I personally do not believe that binary data in XLIFF is a good idea, but I do respect the decision of the majority. My concern is that this reverse the expectations that I feel is core to the XLIFF spirit. In my opinion the core idea is that XLIFF should enable tools from multiple creators to facilitate translation of content regardless of what tool was used to create the XLIFF file or what format the actual source document has. This is, at its most basic level, achieved by an initial tool that understand the source format transforming it or extracting translatable content into an XLIFF file.
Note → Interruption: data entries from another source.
PR #1449, opened 2021-09-17
Cirrus: Disable OSX task

cevich:
Release-branches infrequently change, but the OSX VM images constantly
change.  Disable this test to avoid encountering flakes.

Signed-off-by: Chris Evich <cevich@redhat.com>

PR #1446, opened 2021-09-16
release-1.4: Run (gofmt -s -w)

mtrmac:
This is a backport of #1427 for the release-1.4 branch.

Marked as draft to ensure there is consensus on this (vs. pinning an earlier Go version).

---

Go 1.17 introduces a much more reasonable build constraint format, and gofmt now fails without using it.

Sadly we still need the old format as well, to support <1.17 builds.

Signed-off-by: Miloslav Trmač <mitr@redhat.com>

PR #1454, opened 2021-09-20
[release-1.4] pin go

mtrmac:
1.17 has changed the expected `gofmt` format, and we don't want to follow such changes on the stable branch.

Then re-enable the `osx` task disabled in #1449.

An alternative to #1446 .

### DIFF
--- a/.cirrus.yml
+++ b/.cirrus.yml
@@ -90,12 +90,13 @@ osx_task:
     macos_instance:
         image: catalina-xcode
     setup_script: |
-        export PATH=$GOPATH/bin:$PATH
+        # /usr/local/opt/go@1.16 will be populated by (brew install go@1.16) below
+        export PATH=$GOPATH/bin:/usr/local/opt/go@1.16/bin:$PATH
         brew update
-        brew install gpgme go go-md2man
+        brew install gpgme go@1.16 go-md2man
         go get -u golang.org/x/lint/golint
     test_script: |
-        export PATH=$GOPATH/bin:$PATH
+        export PATH=$GOPATH/bin:/usr/local/opt/go@1.16/bin:$PATH
         go version
         go env
         make validate-local test-unit-local bin/skopeo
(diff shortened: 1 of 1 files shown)


vrothberg (commented):
LGTM

mtrmac:
@cevich PTAL, compare with current state post-#1449 , and #1446.

I’ll defer entirely to your judgment as to which approach is the best; keeping the current state with `osx` disabled would be perfectly fine with me.

cevich:
> keeping the current state with osx disabled would be perfectly fine with me.

I'm leaning this way, only from the perspective that few-jobs == less fail chance (the osx job also flakes due to homebrew repo. and/or networking problems).  Just to confirm, am I correct believing these release branches see very little (if any) changes over time?

mtrmac:
> Just to confirm, am I correct believing these release branches see very little (if any) changes over time?

Historically that’s been very much the case. Right now the `release-1.4` activity feels a little higher than usual to me, but that’s been mostly build-system changes, not features/security fixes driving the purpose of the branch. So I do still expect to see very few, if any, changes, in the future.

cevich:
Oh I was going to say let's merge the other one, oh well, not a biggie.  We can revert-revert the osx disablement later if needed :grinning:

mtrmac:
@cevich So just to confirm, would you like the `release-1.4` branch to remain as is, and #1446 to be dropped? Or to revert this and return to just disabling the test? Something else, like make the test pass using one or both methods, but disable it anyway?

I don’t really have a preference, I’m just looking for a way to have this matter decided, for now at least.

cevich:
The PR was merged, so I became comfortable just ignoring it, now you've gone and ruined all my fun! :smile: 

Yes I think eventually (months/years) we'll probably end up disabling the OSX test again.  If in the meanwhile #1446 happens, it's fine / won't hurt anything, and may help avoid a flake or three.  I wouldn't suggest spending any more than 5-minutes on it though.

cevich:
Clarification: meaning apply #1446 and leave the test enabled for now.

mtrmac:
It’s 3 clicks to merge it, so I did that. Thanks!

cevich:
And thank you :smiley:

Issue #715, opened 2019-09-10
Documentation does not mention Windows binary of Skopeo.


tandeday:
A quick read of the documentation did not immediately reveal how I got a Windows (10 if that matters) binary of skopeo for me to use against our OpenShift cluster.  I do not have Go experience so I didn't just go ahead and build it.

It would be nice if the documentation clearly stated:

* If a binary is available for download (probably isn't).  
* How to create one if possible? (along with a difficulty estimage).
* If not possible within reason, then explicitly mention that.

Thanks

/Thorbjørn

vrothberg:
Hi @m86194, thanks for opening this issue.

We don't offer binaries for any OS. Skopeo is (build) tested against Linux and Mac OS but I am not sure how far we can come on Windows. I don't have access to a Windows machine for testing.

@mtrmac @rhatdan WDYT?

mtrmac:
We do test Windows cross-compilation of c/image, so it is probably buildable, but I wouldn’t be at all surprised if Skopeo were a pretty bad Windows citizen (WRT configuration file paths and the like), and not extremely surprised if it were broken due to different path syntax or the like (though there was at least one Windows-based user of the c/image library at one point).

`make binary-local` would be the default way to try to build it, adding some `BUILDTAGS` might be necessary.

Frankly, making Windows work, and work smoothly, and having everything well documented, would be mostly dependent on someone interested contributing that. We are definitely interested, at least enough not to sabotage that :) , but lack both access and time to do it ourselves.

Same for providing pre-built binaries; on Linux it is more or less an intentional choice not to, because a single binary is not portable to various Linuxes; on Windows it might be more practical, but again dependent on someone integrating that into the current build system.

xphyr:
SO, it very much seems possible. I was able to build a Windows binary just this evening (completely unrelated to @m86194 request). I made a small tweak to the Makefile (created a Windows build target) and it does compile. I will test it out tomorrow at work on a Windows machine and see if its usable. If you are curious about the addition to the Makefile take a look at my fork of this project.

m86194:
First of all, please notice I am not requesting a windows build (which would be nice, though) but that the _documentation_ is clearer about what can be expected from a new user coming to the project.  (I need a dockerless image mirrorer) because it is slowly showing up in google searches for this kind of utility.

[...]

Issue #563, opened 2018-10-18
Support MacOS keychain for ca's


MansM:
As a skopeo user within an enterprise I want to use skopeo
on my local mac talking to a registry from the company running an corporate ca signed cert
in order to do skopeo inspect/copy/etc 

the error message I got:
 x509: certificate signed by unknown authority

mtrmac:
Thanks for your report.

The docker/distribution client, at least, uses the system’s CAs as provided by Golang’s `x509.SystemCertPool`; AFAICS that does use the OS configuration on macOS (using `SecTrustSettingsCopyCertificates` per `src/crypto/x509/root_cgo_darwin.go`) — Go does not have its own list of CAs  it seems, and `skopeo` definitely does not have a separate one. So, something else might be going on.

Please provide _precise_ instructions how to reproduce this, and include the output of `skopeo --debug $your_command`.

mtrmac:
Thanks; that uses the default Golang TLS configuration, with only https://github.com/containers/image/blob/bd10b1b53b2976f215b3f2f848fb8e7cad779aeb/docker/docker_client.go#L137 changed; that doesn’t look like it should change things.

MansM:
ehm. It could be me (probably), but I have no idea what you are trying to say.  
Should something be fixed in skopeo or in docker_client?

mtrmac:
That’s still unknown; the discrepancy between the certificates you have configured in the macOS keychain and the certificates used by the Golang TLS stack needs to be debugged.

Honestly I’m completely unfamiliar with the macOS keychain API (or, really, debugging any macOS native code), so I’m afraid I’m not likely to be that much help with this, in the very near future at least. https://github.com/containers/skopeo/issues/563#issuecomment-431338006 is all the pointers I can provide for that right now.

Maybe if you can find some other Golang-implemented TLS client that does work, without extra configuration, with the CA trusted by the keychain, that could serve as an indication what needs to be done. But, again, AFAICT the Golang standard library intends to have the keychain roots of trust work by default, and `skopeo` does not do anything explicit to break that, so it seems likely that something non-trivial is going on.

rhatdan:
@MansM Is this still something you are interested in?  Could you help out with a PR?  This is not something a bunch of Linux programmers are likely to fix, so we need help from someone with Mac Experience.

MansM:
I wish I could, but I lack the knowledge on MacOS internals and go code skills 

[...]

PR #1464, opened 2021-09-28
Update installation doc with latest steps

lsm5:
Update installation doc with latest steps

- Remove Kubic repo suggestions where skopeo exists by default
- Include documentation about lack of Windows package
(RE: https://github.com/containers/skopeo/issues/715)

@vrothberg @mtrmac @rhatdan @TomSweeneyRedHat @lbscorpio PTAL

### DIFF
--- a/install.md
+++ b/install.md
@@ -15,29 +15,6 @@ sudo dnf -y install skopeo
 sudo dnf -y install skopeo
 ```
 
-Newer Skopeo releases may be available on the repositories provided by the
-Kubic project. Beware, these may not be suitable for production environments.
-
-on CentOS 8:
-
-```sh
-sudo dnf -y module disable container-tools
-sudo dnf -y install 'dnf-command(copr)'
-sudo dnf -y copr enable rhcontainerbot/container-selinux
-sudo curl -L -o /etc/yum.repos.d/devel:kubic:libcontainers:stable.repo https://download.opensuse.org/repositories/devel:/kubic:/libcontainers:/stable/CentOS_8/devel:kubic:libcontainers:stable.repo
-sudo dnf -y install skopeo
-```
-
-on CentOS 8 Stream:
-
-```sh
-sudo dnf -y module disable container-tools
-sudo dnf -y install 'dnf-command(copr)'
-sudo dnf -y copr enable rhcontainerbot/container-selinux
-sudo curl -L -o /etc/yum.repos.d/devel:kubic:libcontainers:stable.repo https://download.opensuse.org/repositories/devel:/kubic:/libcontainers:/stable/CentOS_8_Stream/devel:kubic:libcontainers:stable.repo
-sudo dnf -y install skopeo
-```
-
 ### RHEL/CentOS ≤ 7.x
 
 ```sh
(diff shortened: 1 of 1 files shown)


install.md
```diff
@@ -62,19 +39,23 @@ sudo apk add skopeo
 brew install skopeo
 ```
 
+You may need to add registry certificate to your macOS truststore.
+```
+sudo security add-trusted-cert -d -r trustRoot -k /Library/Keychains/System.keychain <registry_cert.crt>
```
mtrmac, line 44: This part doesn’t make sense to me.

- AFAICS this has nothing to do with installing Skopeo; just the `brew install` does that.
- WRT configuring a certificate trusted to connect to a registry, platform-agnostic paths like `--cert-dir` are still expected to work
- All of #563 ended up surprising to me. The original report was that that CAs from the macOS keychain were ignored, and the recommended fix is to … add the CA to the macOS keychain? Stated this way, it just does not follow at all, so there must be some subtlety to #563 that wasn’t written down.

Overall I think this part of the PR should just be dropped, and #563 either discussed further, or just closed as “2 years later, this was reported to work fine”.

mtrmac (commented):
ACK other than the macOS keychain part.

Thanks!

install.md
lsm5: ack, will do. thanks @mtrmac , and apologies if this bothered you on your PTO.

mtrmac: (No worries — I chose to take a little time to see what’s new, and I know I had the option not to. But I appreciate the thought all the same.)

lsm5:
removed macos part. PTAL

lsm5:
Also, added a note for Windows package absence. PTAL as well.

lsm5:
@vrothberg @rhatdan @TomSweeneyRedHat tests are green. PTAL

rhatdan:
LGTM

install.md
```diff
@@ -97,17 +73,8 @@ sudo apt-get -y update
...
-Checkout the [Kubic project page](https://build.opensuse.org/package/show/devel:kubic:libcontainers:stable/skopeo)
-for a list of supported Ubuntu version and
-architecture combinations. **NOTE:** The command `sudo apt-get -y upgrade`
-maybe required in some cases if Skopeo cannot be installed without it.
-The build sources for the Kubic packages can be found [here](https://gitlab.com/rhcontainerbot/skopeo/-/tree/debian/debian).
-
-CAUTION: On Ubuntu 20.10 and newer, we highly recommend you use Buildah, Podman and Skopeo ONLY from EITHER the Kubic repo
-OR the official Ubuntu repos. Mixing and matching may lead to unpredictable situations including installation conflicts.
+The [Kubic project](https://build.opensuse.org/package/show/devel:kubic:libcontainers:stable/skopeo)
+provides packages for active Ubuntu 20.04 (it should also work with direct derivatives like Pop!\_OS).
```
vrothberg, line 77:
```suggestion
provides packages for Ubuntu 20.04 (it should also work with direct derivatives like Pop!\_OS).
```

Not sure what "active" means.

vrothberg (commented):
I think that Ubuntu should get a dedicated section along with the info that skopeo is the main repositories starting with 20.10

install.md
TomSweeneyRedHat: is it just 20.24 or "20.24 and later"?

lsm5: > Not sure what "active" means.

@vrothberg ha, `active` was a poor choice, I wanted to mean something that's not EOL, and yes, we could just get rid of that word.



> is it just 20.24 or "20.24 and later"?

@TomSweeneyRedHat in the case of podman, we're not mentioning kubic repos if the package exists in the default distro repos. I'm hoping to do the same here.

lsm5:
> I think that Ubuntu should get a dedicated section along with the info that skopeo is the main repositories starting with 20.10

Ubuntu already has a dedicated section. Listed below debian and raspberry pi os. Can you check again and let me know if you meant something else?

vrothberg (commented):
LGTM, thanks!

vrothberg:
> > I think that Ubuntu should get a dedicated section along with the info that skopeo is the main repositories starting with 20.10
> 
> Ubuntu already has a dedicated section. Listed below debian and raspberry pi os. Can you check again and let me know if you meant something else?

Apologies, it looked like it was in the Debian section.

The file can then be further processed (usually translated) by other tools independent of the initial tool and source format. At the end of the processing chain the file is returned to the initial tool (or closely related tool) which create a localized version of the source file. By storing the source file in binary format within the XLIFF document the model is turned around. Now you have an initial tool that has no knowledge of the source format and depend on source format knowledge in the processing chain to get any meaningful work done. This use case would be better served by a translation package format leaving XLIFF to the actual translation of text.
Regarding the concrete proposal I have a few ideas on how to improve it. Binary data will in most cases not be suitable for direct processing by translators, instead it will need a separate extraction step before translation. So I think it would be good to simplify the task of leaving the binary portions out of the file for parts of the processing.
If the <bin-unit> is changed to a <bin-file> and made a sibling of <file> it would be a long step in that direction. Different <file>s in an XLIFF document are largely independent and merging and splitting documents at this level is common. Having the binary data as units possibly mixed into the sequence of text units would probably make it ambiguous if they can safely be removed and the content still be valid. In addition an empty <bin-unit> or other placeholder would have to be left so that the content can easily be re-inserted in the right place. It would also keep the binary data out of the path of other modules such as validation and string length restrictions.
Storing units smaller than files as binary data would make interoperability even harder so I do not think adding <bin-file> in addition to <bin-unit> would be a good idea. I’d prefer just <bin-file>. If the textual / markup portion of the data refer to external binary data some form of reference mechanism might be useful. But I do not see this as a requirement. If it is added I think the option of having the reference point form the <bin-file> to the <unit> it is associate with instead of the other way around would be good. This means that tools that do not make use of binaries would never encounter the reference directly.
Besides a mime type I think an original filename would be very helpful as the file extension is still the most common way to differentiate between formats when dealing with files. And I anticipate that most implementations would save the contents of the binary node into a file and process it in one or more separate steps. No application will or even could have a complete mapping of all mime-types to extensions.